Saved data entries:
________________________
PR #149, opened 2018-10-30
pkg/daemon: gofmt changes

sdemos:
my editor runs gofmt on write and I ran into these because of that.

I wonder if we can hook gofmt into the merge bot somehow?

/cc @ashcrow

### DIFF
--- a/pkg/daemon/daemon.go
+++ b/pkg/daemon/daemon.go
@@ -3,9 +3,9 @@ package daemon
 import (
 	"fmt"
 	"io/ioutil"
+	"os"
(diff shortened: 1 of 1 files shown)


ashcrow:
Thanks for this @sdemos. If possible, do you mind looking at https://github.com/openshift/machine-config-operator/pull/126? If that's close I can pull this in after that merges (or part of it). I'm trying not to rebase for a 4th time :laughing:.

ashcrow:
/close

We'll take care of this in a clean up PR.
________________________
Problem statement: For every line of the records that has the word "daemon" in it, make a copy.

Expected answer:
pkg/daemon: gofmt changes
--- a/pkg/daemon/daemon.go
+++ b/pkg/daemon/daemon.go
@@ -3,9 +3,9 @@ package daemon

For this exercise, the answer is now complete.